映画『桐島、部活やめるってよ』

『桐島』はおそらく私の人生で最もフェイバリットなムービーです。DVDはもちろん持っていて、劇場含めて5回くらいは観ている(って言うと少ないじゃん!と言われそうだが、そもそも2時間くらい拘束される映画というコンテンツをあまり摂取しない私にとって、同じものを自ら繰り返し観るということ自体が大変珍しいのだ)
完璧すぎて本編以上の補足も一切必要ないくらい。

宇多丸さんが吉田映画を評して次のようなことを言っていて。

「人というのはある種の夢を見ながらじゃないと生きられないじゃないか。そうじゃないとこの世の中は辛すぎるじゃないか。」

あーもうこの評価だけで泣けてくる。

『桐島』から得られるカタルシスや、誠実だと思えるところは、全体にシビアな世界を描きながらも、ちょっとした奇跡(夢)をエッセンスにしているところ、それから最終的には各登場人物の行く末を描かず開かれた結末になっているところにある。

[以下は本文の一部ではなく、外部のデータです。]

PR #172, opened 2023-12-11
Changed Templates to use the new remoteAuth.backends array, instead of .backend

Nabsku:
First helm related commit, so be gentle. :p 

In the new 5.0 release, remoteAuth.backend is deprecated and you have to specify both remoteAuth.backend and remoteAuth.backends to get a working LDAP configuration. 

This PR aims to fix that by removing all references to remoteAuth.backend.

### DIFF
--- a/charts/netbox/templates/worker-deployment.yaml
+++ b/charts/netbox/templates/worker-deployment.yaml
@@ -75,8 +75,8 @@ spec:
           mountPath: /etc/netbox/config/ldap/ldap_config.py
           subPath: ldap_config.py
           readOnly: true
-        {{ end -}}
-        {{ end -}}
+        {{- end }}
+        {{- end }}
         - name: config
           mountPath: /run/config/netbox
           readOnly: true
--- a/charts/netbox/templates/worker-deployment.yaml
+++ b/charts/netbox/templates/worker-deployment.yaml
@@ -69,11 +69,13 @@ spec:
           mountPath: /etc/netbox/config/configuration.py
           subPath: configuration.py
           readOnly: true
-        {{ if eq .Values.remoteAuth.backend "netbox.authentication.LDAPBackend" -}}
+        {{- range .Values.remoteAuth.backends }}
+        {{- if eq . "netbox.authentication.LDAPBackend" }}
         - name: config
           mountPath: /etc/netbox/config/ldap/ldap_config.py
           subPath: ldap_config.py
           readOnly: true
+        {{ end -}}
         {{ end -}}
         - name: config
           mountPath: /run/config/netbox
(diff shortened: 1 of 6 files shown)


bootc:
Oh, thanks for that!

Danielp93:
I was running into LDAP configuration / Authentication issues after the upgrade to chart 5.0.0. Traced it back to this exact same issue and while working on the same fix I noticed this Pull Request. Thanks for this 👍 

Tested; This fixes upgrade from 4.1.1 to 5.0.0 with LDAP remoteAuth backend.

RangerRick:
@Nabsku We've just done some rearranging of the repo to align it better with common practice for Helm charts. Mind rebasing this to match the new paths?

Also, it looks like maybe we need to add discussion of this change to the `README.md` so folks who upgrade from 4.x know the formatting is different. (Or add some shunts for backwards-compatibility so the old singular version still works. That said, the upcoming 5.x chart seems like the time to make breaking changes.)

Nabsku:
> @Nabsku We've just done some rearranging of the repo to align it better with common practice for Helm charts. Mind rebasing this to match the new paths?
> 
> Also, it looks like maybe we need to add discussion of this change to the `README.md` so folks who upgrade from 4.x know the formatting is different. (Or add some shunts for backwards-compatibility so the old singular version still works. That said, the upcoming 5.x chart seems like the time to make breaking changes.)

I've rebased my branch, thanks for the hint!

Also, regarding the discussion part, I believe that is how I found out about the missing changes in the helm chart - thus contributing this. We might need to make it more prominent but it's there. :)

RangerRick:
I will blame this on reading through too many issues at once. I _swear_ I did a `git grep` and didn't see the references, but I was clearly blind. 😅

RangerRick:
@Nabsku FYI, I've pushed a couple of updates to your branch so the tests would get farther, but I am flummoxed by the linting error now. The indentation seems right, and there aren't any extra spaces anywhere, and your changes don't touch that line as far as I can tell.

Nabsku:
> @Nabsku FYI, I've pushed a couple of updates to your branch so the tests would get farther, but I am flummoxed by the linting error now. The indentation seems right, and there aren't any extra spaces anywhere, and your changes don't touch that line as far as I can tell.

Can you run the checks again? I believe it might've been a mistake on my side but I am pretty sure it worked before..

bootc (commented):
All looks pretty sane to me. Do we need any changes to the `README.md` to follow up from this?

bootc:
> Do we need any changes to the `README.md` to follow up from this?

I clearly failed to read the rest of the discussion in the MR. I think we're good.

bootc (approved):

charts/netbox/templates/worker-deployment.yaml
```diff
@@ -75,8 +75,8 @@ spec:
           mountPath: /etc/netbox/config/ldap/ldap_config.py
           subPath: ldap_config.py
           readOnly: true
-        {{ end -}}
-        {{ end -}}
+        {{- end }}
+        {{- end }}
```
RangerRick, line 79: those dang dashes 😅

RangerRick (approved):

PR #181, opened 2024-04-17
Use GitHub Actions for CI & CD

LeoColomb:
This change would help to validate, test and release the chart.
It's using GitHub Actions and official Helm related workflows to automate the tasks.

---
Direct follow up of https://github.com/netbox-community/netbox-chart/issues/162#issuecomment-2061528891


RangerRick:
Curious, what are the GPG bits for? I see it's half-commented-out, wasn't sure if there's some part of the workflow that wants it, or if it's vestigial from another version of this that you use.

この「ちょっとした奇跡」というのは何かというと、屋上でほぼ全員が集結するクライマックスもそうだけれど、一番胸に来るのは前田と、沢島や宏樹との会話。前田は、ただ映画を撮りたかっただけなのだけど、その過程でいわば彼らの魂に触れるような瞬間がある。(泣きそうな彼らそれぞれに「大丈夫?」と聞いているシーンがあると思うが、それ)
演じている神木くんスゲエ、と思う。
前田は地味で、オタクで、ちょっとコミュニケーション下手なところがある天然な高校生なんだけれど、その「大丈夫?」の瞬間には、相手に臆さず他者と対峙できるような人間性を垣間見せていると思う。結構大人じゃんと思うんだけど、それまでの前田のふるまいとのギャップを感じさせない実に自然な感じというか、浮いてない、実在感が、神木くんスゲエと思う。私だったら、高校時代に、学校生活で二度と言葉を交わすか交わさないかぐらいの関係の相手が目の前で泣きそうになっていても言葉をかけられないと思う。前田は実はすごい胆力のあるキャラクターなのだ。でも『桐島』のなかではあくまで「冴えない奴」のままで最後まで居て、マジこの演技のバランススゲエ。

現実には、リア充のトップが「将来何になりたいの?」とか直接聞いてくれることとか、何か大きな気持ちを抱え込んだ女子に理由を言えないお願いごとをされるなんてことは、たぶん、無い。

でも『桐島』のなかではあったし、そのおかげで、前田と話せたおかげで、沢島も宏樹もひとつすすむことができた。これこそ奇跡じゃないか。

一生同じ夢を見ないもの同士が、交差して、ある決定的な影響を与えることがある。
そんな奇跡があるのなら、この人生の貴重さに涙してしまってもしょうがないじゃないか。ああ。